Hybrid Machine Learning and Deep Learning-Based Intrusion Detection System for IoT Network Security Using Python
DOI:
https://doi.org/10.70917/ijcisim-2026-3022Keywords:
IoT Security, Intrusion Detection System, Machine Learning, Deep Learning, CNN, LSTM, CNN-LSTM, XGBoost, Network Security, Python Implementation, CybersecurityAbstract
The rapid expansion of Internet of Things (IoT) networks has increased the attack surface of connected systems used in smart homes, healthcare, transportation, industrial automation, agriculture, and critical infrastructure. IoT devices often operate with limited computation, memory, battery capacity, and security support, making them vulnerable to denial-of-service, botnet, probing, brute-force, spoofing, malware, and data injection attacks. Traditional signature-based intrusion detection systems are not sufficient for detecting unknown and evolving threats because they mainly rely on fixed attack patterns.
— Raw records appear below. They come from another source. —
PR #229, opened 2015-02-26
Have a separate logfile for the web UI instead of logging to catalina.out

renner:
This patch makes the web app log into `/var/log/rhn/rhn_web_ui.log` instead of `catalina.out`. The `catalina.out` file is just meant to be the stdout of the tomcat process redirected and applications are actually supposed to log somewhere else. Feel free to suggest a different name or locations for the logfile if you want.

I didn't setup logrotate for this file, rather I used the RollingFileAppender with `MaxFileSize=10MB`. Further I didn't change the URL of the page where the logfile can be viewed (`/rhn/admin/Catalina.do`), let me know if you would want this to be changed.

Hope this patch is complete apart from that.


eherget:
This PR has been sitting a while and would cause some confusion by changing log location.  Closing.

PR #230, opened 2015-03-03
Check for reboot type

mcalmer:
functions named "reboot_in_progress" should check for reboot type only.

This could fix https://bugzilla.redhat.com/show_bug.cgi?id=1187358


sdherr:
I agree. Committing as fa3fae6a8f2aab2302fd31b8eb5072c5c2dad9f5 and 9316c985c7119ec93a6b44e8676bb1edaa8bd3da.

PR #231, opened 2015-03-04
Support for a threshold on the number of clients executing actions

dmacvicar:
While pull has a randomized interval, if you schedule hundred of actions via osa then you will end with hundred of clients going back to the server at the same time.

This threshold parameter allow to plan for a number of slots according to your server capacity.

Before trying it out, make sure you have 6188430e5c0a4b60c6ac42547934fc3035581c9f
from https://github.com/spacewalkproject/spacewalk/pull/230 which fixes another bug.


sdherr:
Looks great, thanks! Committing as cb29de1b9a33be184c652d375530f4feaeb7e1d1 through 3daa3ca8f18c86579689a318dc59721f2a816cc1.

PR #232, opened 2015-03-04
osad to execute rhn_check without blocking the callback

dmacvicar:
osad does a fork and waitpid() inside the _message_callback, which can block for long time. During that time the server continues to notify and those messages get accumulated. Once rhn_check returns, all messages are processed without any context and tons of rhn_check calls are fired back to the server.
Also I observed time ago that blocking for a very long task timeouts the connection.

This changes the way rhn_check is executed. We use a subprocess handle to have always a handle to the process. We don't block and can react to _message_callback while the process is running.
When rhn_check is running, we change the select() timeout from 180 to 5 in order to monitor the process.

If the process fails (rhn_check crashes), then in case the server is not talking to us, _process_hook knows that we are in failed state and forces rhn_check in order to exhaust the remaining_tries or hope that it executes correctly, so that the action gets failed at the server side or completed.

Once the rhn_check finishes correctly, we go back to the 180s poll interval. Whether to use 5 also for the case of (no rhn_check running, last one failed) can be discussed. For (rhn_check running) case we definitely need a shorter interval to monitor the process.

How to test this?

I sent 3 one after another remote execution scripts with "sleep 10", and then a fourth one with "sleep 10; killall rhn_check"

When the process is started, you should see it,a nd also you should see that it changes the poll interval to monitor the process:

```
2015-03-04 09:09:08 osad_client.run_rhn_check_async: About to execute: ['/usr/sbin/rhn_check']
2015-03-04 09:09:08 osad_client.run_rhn_check_async: executed /usr/sbin/rhn_check with pid 16469
2015-03-04 09:09:16 jabber_lib.process: 5
```

When more messages come, while rhn_check is running, the message is still processed:

```
2015-03-04 09:09:16 osad_client.run_rhn_check_async: rhn_check is still running, ignoring notification...
```

When rhn_check is killed, it will realize it and rhn_check will be called either at the next message callback or in the process_hook even if the server does not message us.

```
2015-03-04 09:10:04 osad_client.process_loop_hook: rhn_check exited with status -15
```

```
2015-03-04 09:10:04 osad_client.run_rhn_check_async: rhn_check failed last time (fail count 2)
2015-03-04 09:10:04 osad_client.run_rhn_check_async: About to execute: ['/usr/sbin/rhn_check']
```

After about 9 retries the action would fail at the server and osad will return to normal and to the 180 interval.

### DIFF
--- a/client/tools/osad/src/jabber_lib.py
+++ b/client/tools/osad/src/jabber_lib.py
@@ -525,7 +525,7 @@ class JabberQualifiedError(JabberError):
 
     __str__ = __repr__
 
-class JabberClient(jabber.Client):
+class JabberClient(jabber.Client, object):
     _seq = 0
     BLOCK_SIZE = jabber.xmlstream.BLOCK_SIZE
 
@@ -1022,6 +1022,9 @@ class JabberClient(jabber.Client):
             self.disconnected(self)
         return received
 
+    def process_loop_hook(self):
+        pass
+
     def process(self, timeout=None):
         log_debug(3, timeout)
         self._incoming_node_queue = []
@@ -1038,6 +1041,7 @@ class JabberClient(jabber.Client):
             else:
                 tm = None
 
+            self.process_loop_hook()
             # tm is the number of seconds we have to wait (or None)
             log_debug(5, "before select(); timeout", tm)
             rfds, wfds, exfds = select.select([fileno], [], [], tm)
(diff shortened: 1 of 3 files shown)


xkollar:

This paper proposes a hybrid machine learning and deep learning-based intrusion detection system for IoT network security using Python. The proposed framework integrates data preprocessing, feature selection, machine learning classifiers, deep learning models, and hybrid decision fusion to improve attack detection accuracy and reduce false alarms. Random Forest, Support Vector Machine, Decision Tree, and XGBoost are considered as machine learning classifiers, while Deep Neural Network, Convolutional Neural Network, Long Short-Term Memory, and CNN-LSTM models are used for deep learning-based traffic analysis. The Python implementation uses Pandas, NumPy, Scikit-learn, TensorFlow/Keras, and Matplotlib for dataset handling, model training, performance evaluation, and visualization. The proposed hybrid ML-DL model is evaluated using accuracy, precision, recall, F1-score, false alarm rate, and confusion matrix analysis. The results demonstrate that hybrid fusion of classical machine learning and deep learning improves detection performance compared with individual models and provides a practical approach for real-time IoT intrusion detection.